§ **Dataset items**:
────────────────────────────────────────
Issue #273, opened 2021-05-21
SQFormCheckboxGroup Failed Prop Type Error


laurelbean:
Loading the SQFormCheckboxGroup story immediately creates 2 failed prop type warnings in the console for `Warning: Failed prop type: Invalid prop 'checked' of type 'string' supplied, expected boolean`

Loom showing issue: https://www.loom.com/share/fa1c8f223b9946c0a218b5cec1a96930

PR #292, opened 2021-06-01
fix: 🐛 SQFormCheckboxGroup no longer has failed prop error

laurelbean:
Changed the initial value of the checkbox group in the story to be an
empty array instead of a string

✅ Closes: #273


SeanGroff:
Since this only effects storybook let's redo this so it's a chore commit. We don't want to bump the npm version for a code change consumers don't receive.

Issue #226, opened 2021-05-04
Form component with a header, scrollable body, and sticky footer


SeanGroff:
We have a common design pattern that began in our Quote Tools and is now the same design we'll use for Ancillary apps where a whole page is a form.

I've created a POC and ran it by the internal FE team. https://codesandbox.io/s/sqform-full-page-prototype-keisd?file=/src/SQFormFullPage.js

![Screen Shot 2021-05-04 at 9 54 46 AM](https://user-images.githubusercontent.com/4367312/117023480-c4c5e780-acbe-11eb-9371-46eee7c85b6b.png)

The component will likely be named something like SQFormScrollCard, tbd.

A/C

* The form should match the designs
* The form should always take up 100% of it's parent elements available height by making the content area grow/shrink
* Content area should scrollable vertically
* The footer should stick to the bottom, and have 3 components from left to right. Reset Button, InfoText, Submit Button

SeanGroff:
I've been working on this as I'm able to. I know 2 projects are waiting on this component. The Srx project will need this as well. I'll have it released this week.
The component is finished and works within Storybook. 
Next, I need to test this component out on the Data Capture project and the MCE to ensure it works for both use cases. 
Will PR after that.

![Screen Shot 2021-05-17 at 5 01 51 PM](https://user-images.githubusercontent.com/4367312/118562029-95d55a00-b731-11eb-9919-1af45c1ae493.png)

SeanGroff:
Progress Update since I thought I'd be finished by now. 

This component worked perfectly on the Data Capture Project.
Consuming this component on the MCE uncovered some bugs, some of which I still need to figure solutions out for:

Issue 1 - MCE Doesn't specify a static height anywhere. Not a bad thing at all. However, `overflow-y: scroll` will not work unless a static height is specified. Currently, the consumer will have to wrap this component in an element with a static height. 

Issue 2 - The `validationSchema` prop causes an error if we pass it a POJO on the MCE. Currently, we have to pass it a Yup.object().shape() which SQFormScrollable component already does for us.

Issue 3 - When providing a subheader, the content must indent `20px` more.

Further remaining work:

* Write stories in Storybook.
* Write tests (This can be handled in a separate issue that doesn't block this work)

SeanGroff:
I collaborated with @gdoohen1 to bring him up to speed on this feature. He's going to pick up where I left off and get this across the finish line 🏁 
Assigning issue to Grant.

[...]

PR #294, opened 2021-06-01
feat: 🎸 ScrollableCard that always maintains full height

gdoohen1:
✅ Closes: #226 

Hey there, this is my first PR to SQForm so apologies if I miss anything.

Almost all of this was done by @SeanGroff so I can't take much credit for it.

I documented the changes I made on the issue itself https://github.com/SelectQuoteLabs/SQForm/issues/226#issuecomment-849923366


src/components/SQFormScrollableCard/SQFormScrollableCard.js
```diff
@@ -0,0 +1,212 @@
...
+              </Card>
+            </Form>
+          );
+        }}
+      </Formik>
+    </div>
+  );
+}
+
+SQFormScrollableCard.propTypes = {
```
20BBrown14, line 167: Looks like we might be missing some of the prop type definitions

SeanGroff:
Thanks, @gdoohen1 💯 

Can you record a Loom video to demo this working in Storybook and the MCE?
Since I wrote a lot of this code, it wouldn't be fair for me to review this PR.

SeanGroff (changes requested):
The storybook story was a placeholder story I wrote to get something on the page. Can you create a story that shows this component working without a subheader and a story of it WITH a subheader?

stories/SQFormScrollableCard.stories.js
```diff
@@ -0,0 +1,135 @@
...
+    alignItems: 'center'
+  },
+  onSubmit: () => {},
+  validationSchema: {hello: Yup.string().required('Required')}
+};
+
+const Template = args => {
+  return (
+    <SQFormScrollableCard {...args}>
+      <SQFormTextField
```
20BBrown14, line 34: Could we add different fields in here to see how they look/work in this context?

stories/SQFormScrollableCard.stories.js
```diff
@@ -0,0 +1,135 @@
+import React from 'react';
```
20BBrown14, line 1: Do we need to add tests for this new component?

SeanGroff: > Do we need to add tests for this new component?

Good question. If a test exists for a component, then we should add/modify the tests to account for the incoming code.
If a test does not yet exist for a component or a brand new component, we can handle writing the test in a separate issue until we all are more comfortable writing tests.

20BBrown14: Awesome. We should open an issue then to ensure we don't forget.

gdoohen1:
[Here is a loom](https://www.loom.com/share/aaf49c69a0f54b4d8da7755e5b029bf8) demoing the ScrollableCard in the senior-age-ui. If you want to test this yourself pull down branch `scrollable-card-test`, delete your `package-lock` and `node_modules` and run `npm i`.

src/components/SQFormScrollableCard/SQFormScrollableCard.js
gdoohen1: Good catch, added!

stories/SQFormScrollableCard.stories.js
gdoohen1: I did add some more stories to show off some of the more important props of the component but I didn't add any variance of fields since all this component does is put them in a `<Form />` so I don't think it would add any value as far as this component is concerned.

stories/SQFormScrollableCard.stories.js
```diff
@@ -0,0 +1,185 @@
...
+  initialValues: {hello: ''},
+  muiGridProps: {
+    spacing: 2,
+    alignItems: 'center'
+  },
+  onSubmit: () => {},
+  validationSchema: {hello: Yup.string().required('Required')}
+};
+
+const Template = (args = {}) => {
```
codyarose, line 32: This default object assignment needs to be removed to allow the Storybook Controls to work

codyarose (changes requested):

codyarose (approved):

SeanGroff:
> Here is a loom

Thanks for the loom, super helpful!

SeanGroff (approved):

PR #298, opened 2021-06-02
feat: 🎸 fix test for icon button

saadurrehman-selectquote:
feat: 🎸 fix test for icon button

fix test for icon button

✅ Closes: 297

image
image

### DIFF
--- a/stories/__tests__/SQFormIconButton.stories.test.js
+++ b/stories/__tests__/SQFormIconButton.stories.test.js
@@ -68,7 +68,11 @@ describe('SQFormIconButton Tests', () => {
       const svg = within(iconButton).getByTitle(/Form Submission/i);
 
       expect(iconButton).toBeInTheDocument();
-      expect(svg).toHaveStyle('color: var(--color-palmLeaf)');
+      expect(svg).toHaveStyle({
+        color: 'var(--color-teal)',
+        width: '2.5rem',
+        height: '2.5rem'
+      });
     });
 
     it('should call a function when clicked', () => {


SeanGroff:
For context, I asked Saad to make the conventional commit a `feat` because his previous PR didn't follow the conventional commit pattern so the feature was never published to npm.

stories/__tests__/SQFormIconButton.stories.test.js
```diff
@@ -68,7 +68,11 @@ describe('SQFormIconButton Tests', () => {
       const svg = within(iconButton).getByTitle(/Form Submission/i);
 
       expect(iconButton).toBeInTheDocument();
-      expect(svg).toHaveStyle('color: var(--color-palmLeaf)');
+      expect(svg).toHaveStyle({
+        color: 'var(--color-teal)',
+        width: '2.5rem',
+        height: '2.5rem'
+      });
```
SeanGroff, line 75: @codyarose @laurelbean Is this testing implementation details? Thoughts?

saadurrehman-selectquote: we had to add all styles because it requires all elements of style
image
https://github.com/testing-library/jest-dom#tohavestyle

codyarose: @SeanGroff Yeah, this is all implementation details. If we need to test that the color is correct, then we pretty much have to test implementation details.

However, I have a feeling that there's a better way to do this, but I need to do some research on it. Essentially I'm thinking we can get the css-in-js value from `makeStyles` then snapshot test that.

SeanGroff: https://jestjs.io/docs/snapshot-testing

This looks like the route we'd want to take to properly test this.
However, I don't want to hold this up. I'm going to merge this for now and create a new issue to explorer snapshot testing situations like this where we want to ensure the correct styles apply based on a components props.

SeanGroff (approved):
────────────────────────────────────────
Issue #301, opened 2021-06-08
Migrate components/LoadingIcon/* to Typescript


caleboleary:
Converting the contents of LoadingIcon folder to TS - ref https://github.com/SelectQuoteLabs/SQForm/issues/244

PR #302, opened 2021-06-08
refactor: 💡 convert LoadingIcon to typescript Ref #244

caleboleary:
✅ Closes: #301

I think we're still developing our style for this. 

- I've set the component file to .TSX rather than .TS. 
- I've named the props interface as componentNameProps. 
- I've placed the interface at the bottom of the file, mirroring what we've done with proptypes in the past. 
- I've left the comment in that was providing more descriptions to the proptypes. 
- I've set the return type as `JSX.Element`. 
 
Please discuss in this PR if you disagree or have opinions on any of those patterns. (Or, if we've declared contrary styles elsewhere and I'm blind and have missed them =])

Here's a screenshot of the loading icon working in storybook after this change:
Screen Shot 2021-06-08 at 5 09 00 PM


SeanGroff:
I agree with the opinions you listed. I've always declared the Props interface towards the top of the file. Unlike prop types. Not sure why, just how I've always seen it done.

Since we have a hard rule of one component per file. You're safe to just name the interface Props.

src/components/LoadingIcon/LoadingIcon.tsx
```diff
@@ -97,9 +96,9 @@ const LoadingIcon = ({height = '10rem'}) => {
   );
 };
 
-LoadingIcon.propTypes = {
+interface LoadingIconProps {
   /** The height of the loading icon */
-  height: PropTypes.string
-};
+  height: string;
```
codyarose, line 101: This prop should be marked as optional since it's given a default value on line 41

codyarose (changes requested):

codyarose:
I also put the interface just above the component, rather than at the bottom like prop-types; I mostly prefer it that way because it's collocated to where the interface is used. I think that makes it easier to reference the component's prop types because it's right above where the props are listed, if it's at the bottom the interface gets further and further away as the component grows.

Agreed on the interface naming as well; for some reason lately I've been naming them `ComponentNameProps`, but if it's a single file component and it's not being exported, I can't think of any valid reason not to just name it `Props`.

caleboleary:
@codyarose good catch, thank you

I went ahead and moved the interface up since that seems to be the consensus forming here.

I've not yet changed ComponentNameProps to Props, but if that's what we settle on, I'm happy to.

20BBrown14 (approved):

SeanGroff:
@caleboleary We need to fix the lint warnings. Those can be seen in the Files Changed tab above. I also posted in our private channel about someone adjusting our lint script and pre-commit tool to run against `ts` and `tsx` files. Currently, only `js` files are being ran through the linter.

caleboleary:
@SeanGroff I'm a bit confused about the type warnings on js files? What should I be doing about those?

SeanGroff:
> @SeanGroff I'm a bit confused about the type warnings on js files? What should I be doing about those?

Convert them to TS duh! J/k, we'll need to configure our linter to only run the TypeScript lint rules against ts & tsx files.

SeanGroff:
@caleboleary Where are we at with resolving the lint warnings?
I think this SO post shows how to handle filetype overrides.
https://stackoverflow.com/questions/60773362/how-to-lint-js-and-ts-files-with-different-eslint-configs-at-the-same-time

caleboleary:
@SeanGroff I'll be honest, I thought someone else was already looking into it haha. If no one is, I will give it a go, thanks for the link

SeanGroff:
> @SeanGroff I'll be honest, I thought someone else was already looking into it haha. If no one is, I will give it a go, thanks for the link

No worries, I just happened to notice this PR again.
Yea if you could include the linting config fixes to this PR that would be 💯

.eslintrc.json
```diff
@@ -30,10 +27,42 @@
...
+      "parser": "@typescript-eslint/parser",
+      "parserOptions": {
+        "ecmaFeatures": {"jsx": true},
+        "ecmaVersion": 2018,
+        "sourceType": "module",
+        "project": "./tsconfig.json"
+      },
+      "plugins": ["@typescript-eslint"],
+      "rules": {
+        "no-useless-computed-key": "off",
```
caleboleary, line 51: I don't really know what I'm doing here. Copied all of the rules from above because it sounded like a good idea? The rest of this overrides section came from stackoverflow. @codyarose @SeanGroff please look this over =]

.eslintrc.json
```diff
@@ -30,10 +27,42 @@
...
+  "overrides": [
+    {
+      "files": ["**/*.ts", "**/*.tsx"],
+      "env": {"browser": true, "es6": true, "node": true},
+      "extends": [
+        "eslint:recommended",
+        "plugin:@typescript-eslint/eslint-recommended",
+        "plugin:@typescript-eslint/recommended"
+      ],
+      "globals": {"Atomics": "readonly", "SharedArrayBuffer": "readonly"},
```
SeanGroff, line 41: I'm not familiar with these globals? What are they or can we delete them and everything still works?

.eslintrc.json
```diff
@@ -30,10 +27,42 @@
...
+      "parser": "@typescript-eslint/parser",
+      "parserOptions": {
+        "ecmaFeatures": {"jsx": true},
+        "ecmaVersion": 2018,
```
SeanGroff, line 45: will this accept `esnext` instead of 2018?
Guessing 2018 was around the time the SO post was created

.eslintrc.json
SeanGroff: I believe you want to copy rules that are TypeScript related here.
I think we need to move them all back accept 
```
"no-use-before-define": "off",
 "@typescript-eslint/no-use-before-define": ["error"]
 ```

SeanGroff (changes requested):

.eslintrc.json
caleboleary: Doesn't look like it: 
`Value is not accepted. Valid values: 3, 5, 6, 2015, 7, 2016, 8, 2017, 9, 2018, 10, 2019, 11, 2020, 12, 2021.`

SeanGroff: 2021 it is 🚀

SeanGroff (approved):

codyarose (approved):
────────────────────────────────────────
§ **WHAT NEEDS TO BE DONE**: Starting at the line that contains "Thanks, @gdoohen1 💯" and stopping after the line that contains "Good question. If", write out every line exactly as it appears above, and no other line.

§ **RESPONSE AREA**:
Thanks, @gdoohen1 💯 

Can you record a Loom video to demo this working in Storybook and the MCE?
Since I wrote a lot of this code, it wouldn't be fair for me to review this PR.

SeanGroff (changes requested):
The storybook story was a placeholder story I wrote to get something on the page. Can you create a story that shows this component working without a subheader and a story of it WITH a subheader?

stories/SQFormScrollableCard.stories.js
```diff
@@ -0,0 +1,135 @@
...
+    alignItems: 'center'
+  },
+  onSubmit: () => {},
+  validationSchema: {hello: Yup.string().required('Required')}
+};
+
+const Template = args => {
+  return (
+    <SQFormScrollableCard {...args}>
+      <SQFormTextField
```
20BBrown14, line 34: Could we add different fields in here to see how they look/work in this context?

stories/SQFormScrollableCard.stories.js
```diff
@@ -0,0 +1,135 @@
+import React from 'react';
```
20BBrown14, line 1: Do we need to add tests for this new component?

SeanGroff: > Do we need to add tests for this new component?

Good question. If a test exists for a component, then we should add/modify the tests to account for the incoming code.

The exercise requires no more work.